INFORMATION GIVEN -

Issue #117, opened 2015-07-31
Code requires Java 1.7 - pom configured to expect 1.6


brenuart:
The `pom.xml` configures the compiler to expect java source code in 1.6:

```
            <plugin>
                <groupId>org.apache.maven.plugins</groupId>
                <artifactId>maven-compiler-plugin</artifactId>
                <version>2.3.2</version>
                <configuration>
                    <source>1.6</source>
                    <target>1.6</target>
                </configuration>
            </plugin>
```

However, the code base makes use of methods available starting from Java 1.7. Consequence is the project cannot be built with a JDK1.6 and requires at least 1.7 at runtime (even if the generated byte code is 1.6 compliant). One such method is:

```
AsyncDisruptorAppender.java:353: Undefined reference: void java.util.concurrent.ScheduledThreadPoolExecutor.setRemoveOnCancelPolicy(boolean)
```

Conclusions are:
- pom should require at least java 1.7
- compiler should be configured accordingly
- `animal-sniffer-maven-plugin` should be used to verify compliance at build time

(or the offending classes refactored to remove dependencies on java 1.7)

philsttr:
Yeah, I've tried to maintain compatibility with 1.6 as long as possible.  There were some complaints from users the last time a dependency on 1.7 was inadvertently introduced.

Currently, the code will run on a 1.6 JVM.  As you mentioned, the only 1.7+ api used (that I know of) is `ScheduledThreadPoolExecutor.setRemoveOnCancelPolicy`.  This method is guarded such that it will only be invoked at runtime if it exists.  See [here](https://github.com/logstash/logstash-logback-encoder/blob/287f1b77838d7fbf01080f691374ee68c7aed5e8/src/main/java/net/logstash/logback/appender/AsyncDisruptorAppender.java#L338-L347).

So, the code must be compiled with a 1.7+ jvm, but the bytecode produced in 1.6 format will run on a 1.6 jvm.  No 1.7+ apis are called when running on a jvm < 1.7.

The `animal-sniffer-maven-plugin` could be introduced if it has the ability to exclude certain occurrences that have been handled manually like above.

philsttr:
Configured animal-sniffer-plugin to check for apis incompatible with 1.6.

Excluded existing usage of `ScheduledThreadPoolExecutor.setRemoveOnCancelPolicy`, since that is handled properly at runtime.

philsttr:
Released in 4.5

PR #118, opened 2015-07-31
gh117 - Java version

brenuart:
Configure pom to require java 1.7, verify suitable JDK is used and validate code against 1.7


philsttr:
Not merging this PR.  See comments in  #117

Issue #121, opened 2015-07-31
Unable to set KeepAliveCharset via log back configuration


brenuart:
Unable to set `keepAliveCharset` via XML configuration. The following configuration fragment causes an error when log back configures itself:

```
<appender name="STASH" class="net.logstash.logback.appender.LogstashTcpSocketAppender">
    <keepAliveCharset>UTF-8</keepAliveCharset>
    ...
</appender>
```

Logback complains with the following error:
```
Exception in thread "main" java.lang.IllegalStateException: java.lang.IllegalStateException: Logback configuration error detected: 
ERROR in ch.qos.logback.core.joran.spi.Interpreter@38:24 - no applicable action for [keepAliveCharset], current ElementPath  is [[configuration][appender][keepAliveCharset]]
```

Apparently Logback doesn't recognise this parameter as a valid Java Bean property. This is probably caused by the fact that the corresponding getter and setter do not have the same type:

- `setKeepAliveCharset(String): void`: takes as String as input
- `getKeepAliveCharset(): Charset`: returns a `Charset`

philsttr:
PR #122 merged

PR #122, opened 2015-07-31
Fix KeepAliveCharset configuration property (gh121)

brenuart:
Let logback/joran handles the string/Charset conversion and make sure getter/setter are of the same type so the property is correctly recognised by Joran during configuration.
See https://github.com/logstash/logstash-logback-encoder/issues/121 for more information.


philsttr:
Thanks!  I'll test and get this merged as soon as I can.

PR #149, opened 2016-02-12
Don't log stacktrace on unknown host exception

stianl:
IMHO the stack trace is of limited value here. We're using destinations that will never resolve in DNS that's only used in local development (e.g. references to docker container names). 

Other warnings emitted on initializing logback typically don't include stack traces, e.g:

`13:16:49,461 |-WARN in ch.qos.logback.classic.LoggerContext[default] - Resource [logback.xml] occurs multiple times on the classpath.`


philsttr:
Thanks!

PR #155, opened 2016-03-02
Update logback

firone:
Update of logback version to 1.1.6 (to be compatible with last version of spring-boot-starter-logging)


philsttr:
Addressed in commit 37b157b195efb2a30487e322a4603fadd9cf3e04

Issue #139, opened 2015-11-17
LogstashAccessEncoder does not support global custom fields


avallen:
Would be good to point this out in the documentation which is not clear about this.

I wonder why this is and if the suggested alternative is to configure a `AccessEventCompositeJsonEncoder` together with a Pattern JSON provider.

philsttr:
Hi @avallen ,

It's just an oversight.

Yes, the current way to do this would be to use a pattern JSON provider.

You can add a pattern provider to a `LogstashAccessEncoder` like this:

```xml
<encoder class="net.logstash.logback.encoder.LogstashAccessEncoder">
    <provider class="net.logstash.logback.composite.accessevent.AccessEventPatternJsonProvider">
        <pattern>{"foo":"bar"}</pattern>
    </provider>
</encoder>
```

Or you can use `AccessEventCompositeJsonEncoder` instead of a `LogstashAccessEncoder` like you mentioned.

harbulot:
@philsttr I was unable to get the configuration you suggested in your previous comment to work. However, the PR (#157) I've just submitted adds support for these fields with `<customFields />`. It seems to work.

philsttr:
PR #157 merged to master.  Will be included in next release.

PR #157, opened 2016-03-08
Adding global custom fields to access encoder.

harbulot:
`LogstashAccessEncoder` did not support global custom fields (see issue #139). This patch copies the logic in `LogstashFormatter` into `LogstashAccessFormatter`, making use of a `GlobalCustomFieldsJsonProvider<IAccessEvent>`. The following configuration then works:

        <customFields>{"foo": "bar"}</customFields>
    </encoder>


philsttr:
Thanks for the contribution!

PR #444, opened 2020-10-23
Close JsonGenerators after usage.

PascalSchumacher:
In general `JsonGenerator` should be closed, so that Jackson can recycle buffers etc..

It looks like `logstash-logback-encoder` does it own buffer management, so I am not sure if it is necessary.

Sorry for the noise if this is irrelevant.


philsttr:
LGTM!  Thank you!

WHAT THE TASK ASKS - Take each line above that contains "type" and copy it out.

EXERCISE RESPONSE -
Apparently Logback doesn't recognise this parameter as a valid Java Bean property. This is probably caused by the fact that the corresponding getter and setter do not have the same type:
Let logback/joran handles the string/Charset conversion and make sure getter/setter are of the same type so the property is correctly recognised by Joran during configuration.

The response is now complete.